▸ **EXTRACTED INFORMATION**
┌──
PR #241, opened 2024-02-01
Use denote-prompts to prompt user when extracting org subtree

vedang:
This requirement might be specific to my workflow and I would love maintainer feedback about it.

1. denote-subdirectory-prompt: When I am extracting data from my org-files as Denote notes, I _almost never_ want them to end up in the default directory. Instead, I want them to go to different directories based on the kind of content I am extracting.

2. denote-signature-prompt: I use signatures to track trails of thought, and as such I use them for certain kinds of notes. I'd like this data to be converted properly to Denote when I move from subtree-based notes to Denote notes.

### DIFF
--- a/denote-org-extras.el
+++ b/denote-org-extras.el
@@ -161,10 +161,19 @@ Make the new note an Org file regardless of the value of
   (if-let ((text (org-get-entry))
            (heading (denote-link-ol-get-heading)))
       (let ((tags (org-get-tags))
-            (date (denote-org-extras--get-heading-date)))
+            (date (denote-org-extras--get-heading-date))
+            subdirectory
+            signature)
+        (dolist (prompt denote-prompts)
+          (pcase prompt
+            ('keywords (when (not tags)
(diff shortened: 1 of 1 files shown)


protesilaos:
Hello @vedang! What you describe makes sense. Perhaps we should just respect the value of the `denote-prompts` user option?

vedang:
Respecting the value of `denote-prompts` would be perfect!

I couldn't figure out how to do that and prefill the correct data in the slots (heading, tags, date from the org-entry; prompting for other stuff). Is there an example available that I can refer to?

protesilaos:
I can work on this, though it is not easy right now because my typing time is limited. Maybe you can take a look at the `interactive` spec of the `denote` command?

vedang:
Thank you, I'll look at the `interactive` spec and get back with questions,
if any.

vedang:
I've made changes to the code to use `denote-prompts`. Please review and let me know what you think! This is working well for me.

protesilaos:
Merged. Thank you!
└──
┌──
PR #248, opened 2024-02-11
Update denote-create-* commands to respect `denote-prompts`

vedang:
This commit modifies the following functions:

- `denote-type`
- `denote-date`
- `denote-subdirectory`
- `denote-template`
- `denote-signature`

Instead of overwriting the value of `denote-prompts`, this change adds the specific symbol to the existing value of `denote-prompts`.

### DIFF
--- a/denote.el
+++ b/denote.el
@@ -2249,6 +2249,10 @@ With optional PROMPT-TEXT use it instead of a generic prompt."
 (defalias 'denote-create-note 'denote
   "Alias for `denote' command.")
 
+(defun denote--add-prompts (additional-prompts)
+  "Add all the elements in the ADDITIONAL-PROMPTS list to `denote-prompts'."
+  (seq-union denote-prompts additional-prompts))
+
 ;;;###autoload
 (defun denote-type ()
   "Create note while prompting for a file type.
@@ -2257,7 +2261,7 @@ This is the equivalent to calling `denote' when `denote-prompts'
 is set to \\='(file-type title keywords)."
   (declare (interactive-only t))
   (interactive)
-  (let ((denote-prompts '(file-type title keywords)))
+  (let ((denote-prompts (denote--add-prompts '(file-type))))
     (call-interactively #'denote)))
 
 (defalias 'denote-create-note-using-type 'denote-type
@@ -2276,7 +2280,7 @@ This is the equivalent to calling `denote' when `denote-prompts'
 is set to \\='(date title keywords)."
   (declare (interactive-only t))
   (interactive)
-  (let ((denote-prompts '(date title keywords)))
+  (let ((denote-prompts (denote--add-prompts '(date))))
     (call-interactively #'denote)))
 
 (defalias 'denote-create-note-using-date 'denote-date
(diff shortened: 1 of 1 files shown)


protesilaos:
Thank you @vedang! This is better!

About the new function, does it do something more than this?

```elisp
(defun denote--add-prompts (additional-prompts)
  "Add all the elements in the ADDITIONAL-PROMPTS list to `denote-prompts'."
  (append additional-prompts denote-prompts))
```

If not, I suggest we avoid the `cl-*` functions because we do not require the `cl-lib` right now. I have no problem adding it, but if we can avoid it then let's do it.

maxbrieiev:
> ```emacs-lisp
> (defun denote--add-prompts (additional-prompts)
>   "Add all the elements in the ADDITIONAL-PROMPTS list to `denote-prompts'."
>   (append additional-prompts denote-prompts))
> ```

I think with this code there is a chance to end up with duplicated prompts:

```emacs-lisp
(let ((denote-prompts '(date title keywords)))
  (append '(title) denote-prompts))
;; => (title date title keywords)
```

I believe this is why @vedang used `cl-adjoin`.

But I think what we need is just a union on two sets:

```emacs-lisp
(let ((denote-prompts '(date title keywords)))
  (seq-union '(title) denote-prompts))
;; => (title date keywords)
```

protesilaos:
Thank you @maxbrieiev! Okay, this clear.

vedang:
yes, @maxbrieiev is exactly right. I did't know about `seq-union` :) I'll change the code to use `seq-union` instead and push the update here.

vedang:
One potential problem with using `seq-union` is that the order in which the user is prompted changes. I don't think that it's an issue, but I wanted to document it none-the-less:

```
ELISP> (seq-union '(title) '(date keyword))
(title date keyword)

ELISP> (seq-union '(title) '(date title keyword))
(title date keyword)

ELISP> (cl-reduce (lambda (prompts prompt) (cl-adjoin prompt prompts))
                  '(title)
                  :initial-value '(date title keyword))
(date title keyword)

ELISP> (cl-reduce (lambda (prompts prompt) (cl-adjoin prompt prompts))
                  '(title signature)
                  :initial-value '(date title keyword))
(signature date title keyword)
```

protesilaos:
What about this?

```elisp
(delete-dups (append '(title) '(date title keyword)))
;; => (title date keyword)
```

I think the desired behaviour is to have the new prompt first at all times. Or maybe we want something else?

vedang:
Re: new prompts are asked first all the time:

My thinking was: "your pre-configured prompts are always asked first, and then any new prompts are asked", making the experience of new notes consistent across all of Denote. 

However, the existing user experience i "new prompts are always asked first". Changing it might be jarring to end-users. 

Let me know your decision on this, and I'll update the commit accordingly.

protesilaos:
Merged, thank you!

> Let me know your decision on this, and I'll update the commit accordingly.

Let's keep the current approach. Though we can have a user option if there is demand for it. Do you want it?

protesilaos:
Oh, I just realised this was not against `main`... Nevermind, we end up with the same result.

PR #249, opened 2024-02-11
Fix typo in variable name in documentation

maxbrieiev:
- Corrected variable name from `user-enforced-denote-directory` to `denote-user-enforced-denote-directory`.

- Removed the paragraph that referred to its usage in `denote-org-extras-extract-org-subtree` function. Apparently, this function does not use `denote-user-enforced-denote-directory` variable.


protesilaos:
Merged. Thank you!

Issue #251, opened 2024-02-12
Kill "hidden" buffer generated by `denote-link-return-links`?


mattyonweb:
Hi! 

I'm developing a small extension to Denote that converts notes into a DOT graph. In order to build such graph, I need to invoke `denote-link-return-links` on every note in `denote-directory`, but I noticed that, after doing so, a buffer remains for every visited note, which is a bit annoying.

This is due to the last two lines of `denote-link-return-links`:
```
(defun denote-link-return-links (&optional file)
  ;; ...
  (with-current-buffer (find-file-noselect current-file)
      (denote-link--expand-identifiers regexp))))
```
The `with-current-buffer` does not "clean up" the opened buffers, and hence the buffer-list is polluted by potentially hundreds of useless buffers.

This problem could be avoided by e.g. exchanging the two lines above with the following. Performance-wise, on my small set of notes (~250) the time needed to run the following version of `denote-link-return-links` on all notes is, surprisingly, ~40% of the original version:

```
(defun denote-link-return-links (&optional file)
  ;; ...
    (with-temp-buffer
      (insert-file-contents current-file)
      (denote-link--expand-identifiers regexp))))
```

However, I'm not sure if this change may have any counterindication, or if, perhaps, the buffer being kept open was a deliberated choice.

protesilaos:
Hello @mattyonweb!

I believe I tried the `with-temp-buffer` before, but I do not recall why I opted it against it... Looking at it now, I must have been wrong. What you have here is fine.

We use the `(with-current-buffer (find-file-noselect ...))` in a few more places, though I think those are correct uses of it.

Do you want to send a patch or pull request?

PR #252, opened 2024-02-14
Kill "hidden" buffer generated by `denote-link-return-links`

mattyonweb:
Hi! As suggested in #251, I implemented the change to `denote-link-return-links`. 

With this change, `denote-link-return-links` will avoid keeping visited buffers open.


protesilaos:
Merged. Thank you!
└──
┌──
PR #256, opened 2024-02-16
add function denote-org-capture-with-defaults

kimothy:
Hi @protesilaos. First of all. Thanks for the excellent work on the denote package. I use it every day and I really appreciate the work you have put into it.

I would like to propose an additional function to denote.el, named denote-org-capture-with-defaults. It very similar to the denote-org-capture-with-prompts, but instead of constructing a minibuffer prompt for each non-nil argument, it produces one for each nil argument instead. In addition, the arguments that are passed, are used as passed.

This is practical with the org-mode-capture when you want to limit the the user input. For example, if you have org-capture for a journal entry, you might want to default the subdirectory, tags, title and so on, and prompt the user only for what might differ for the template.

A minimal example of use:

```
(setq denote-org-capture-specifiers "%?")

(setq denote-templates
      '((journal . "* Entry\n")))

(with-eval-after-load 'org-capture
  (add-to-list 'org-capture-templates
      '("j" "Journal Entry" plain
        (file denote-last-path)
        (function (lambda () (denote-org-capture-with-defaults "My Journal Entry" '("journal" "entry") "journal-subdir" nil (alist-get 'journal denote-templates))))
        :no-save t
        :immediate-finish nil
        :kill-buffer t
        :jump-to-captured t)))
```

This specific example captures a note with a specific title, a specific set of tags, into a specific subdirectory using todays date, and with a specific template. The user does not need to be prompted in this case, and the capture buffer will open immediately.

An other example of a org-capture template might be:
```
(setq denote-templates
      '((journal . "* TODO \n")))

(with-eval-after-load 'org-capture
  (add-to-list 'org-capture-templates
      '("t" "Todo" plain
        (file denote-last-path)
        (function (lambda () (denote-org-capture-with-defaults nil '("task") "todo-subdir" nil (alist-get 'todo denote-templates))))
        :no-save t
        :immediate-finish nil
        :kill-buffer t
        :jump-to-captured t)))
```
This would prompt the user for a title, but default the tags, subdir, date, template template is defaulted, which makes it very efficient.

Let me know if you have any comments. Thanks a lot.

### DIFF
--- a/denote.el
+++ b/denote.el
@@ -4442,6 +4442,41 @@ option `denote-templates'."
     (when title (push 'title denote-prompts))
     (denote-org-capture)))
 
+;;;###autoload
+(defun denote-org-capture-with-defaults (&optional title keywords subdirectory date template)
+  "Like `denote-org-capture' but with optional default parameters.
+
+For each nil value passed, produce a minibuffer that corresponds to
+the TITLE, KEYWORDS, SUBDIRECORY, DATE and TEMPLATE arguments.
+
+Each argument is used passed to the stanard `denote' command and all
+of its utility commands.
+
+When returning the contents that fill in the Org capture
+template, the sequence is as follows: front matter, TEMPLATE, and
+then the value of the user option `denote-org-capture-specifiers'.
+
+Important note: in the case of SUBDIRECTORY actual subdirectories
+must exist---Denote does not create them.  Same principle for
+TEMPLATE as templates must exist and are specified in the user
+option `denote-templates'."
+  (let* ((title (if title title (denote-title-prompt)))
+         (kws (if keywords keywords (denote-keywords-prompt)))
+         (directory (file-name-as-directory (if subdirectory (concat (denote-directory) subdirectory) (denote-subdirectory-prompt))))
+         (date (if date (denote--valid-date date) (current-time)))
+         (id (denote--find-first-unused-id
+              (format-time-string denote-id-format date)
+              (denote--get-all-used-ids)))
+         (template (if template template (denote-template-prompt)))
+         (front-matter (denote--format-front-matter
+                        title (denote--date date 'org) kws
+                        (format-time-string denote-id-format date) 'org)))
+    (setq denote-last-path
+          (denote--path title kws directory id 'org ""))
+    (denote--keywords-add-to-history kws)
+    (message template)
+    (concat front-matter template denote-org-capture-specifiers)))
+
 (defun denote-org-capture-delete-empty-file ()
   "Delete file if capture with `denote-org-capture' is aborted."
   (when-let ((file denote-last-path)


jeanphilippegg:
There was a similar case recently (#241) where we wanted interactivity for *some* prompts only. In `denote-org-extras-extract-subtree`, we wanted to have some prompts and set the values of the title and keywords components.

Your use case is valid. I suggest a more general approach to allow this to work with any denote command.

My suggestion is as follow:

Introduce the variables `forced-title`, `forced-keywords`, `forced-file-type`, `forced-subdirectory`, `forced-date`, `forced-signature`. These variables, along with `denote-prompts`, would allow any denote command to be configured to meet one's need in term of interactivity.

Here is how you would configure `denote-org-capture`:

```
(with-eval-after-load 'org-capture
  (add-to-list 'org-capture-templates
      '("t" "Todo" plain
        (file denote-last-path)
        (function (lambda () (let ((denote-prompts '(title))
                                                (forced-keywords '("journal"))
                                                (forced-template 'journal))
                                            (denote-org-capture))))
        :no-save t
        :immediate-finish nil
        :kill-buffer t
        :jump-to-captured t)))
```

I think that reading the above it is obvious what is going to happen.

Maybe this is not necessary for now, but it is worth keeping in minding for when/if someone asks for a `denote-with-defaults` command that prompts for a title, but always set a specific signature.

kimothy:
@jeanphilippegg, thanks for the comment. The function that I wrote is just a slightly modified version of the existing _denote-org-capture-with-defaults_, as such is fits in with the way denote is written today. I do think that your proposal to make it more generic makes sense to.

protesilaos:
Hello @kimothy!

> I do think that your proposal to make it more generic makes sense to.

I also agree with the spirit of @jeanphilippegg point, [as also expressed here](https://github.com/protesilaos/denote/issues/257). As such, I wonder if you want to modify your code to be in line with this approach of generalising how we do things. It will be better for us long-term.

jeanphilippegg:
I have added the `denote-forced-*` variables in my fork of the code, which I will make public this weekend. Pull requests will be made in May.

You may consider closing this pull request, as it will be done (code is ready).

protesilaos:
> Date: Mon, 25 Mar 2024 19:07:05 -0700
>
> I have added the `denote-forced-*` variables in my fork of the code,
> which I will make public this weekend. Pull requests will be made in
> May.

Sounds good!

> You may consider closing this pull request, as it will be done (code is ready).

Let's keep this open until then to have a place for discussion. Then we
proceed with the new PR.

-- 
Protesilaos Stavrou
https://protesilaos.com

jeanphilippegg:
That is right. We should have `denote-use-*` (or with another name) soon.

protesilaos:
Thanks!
└──
What is asked for is an exact copy of the lines above from the one containing "PR #241, opened 2024-02-01" through the one containing "1. denote-subdirectory-prompt: When", and only those.

PR #241, opened 2024-02-01
Use denote-prompts to prompt user when extracting org subtree

vedang:
This requirement might be specific to my workflow and I would love maintainer feedback about it.

1. denote-subdirectory-prompt: When I am extracting data from my org-files as Denote notes, I _almost never_ want them to end up in the default directory. Instead, I want them to go to different directories based on the kind of content I am extracting.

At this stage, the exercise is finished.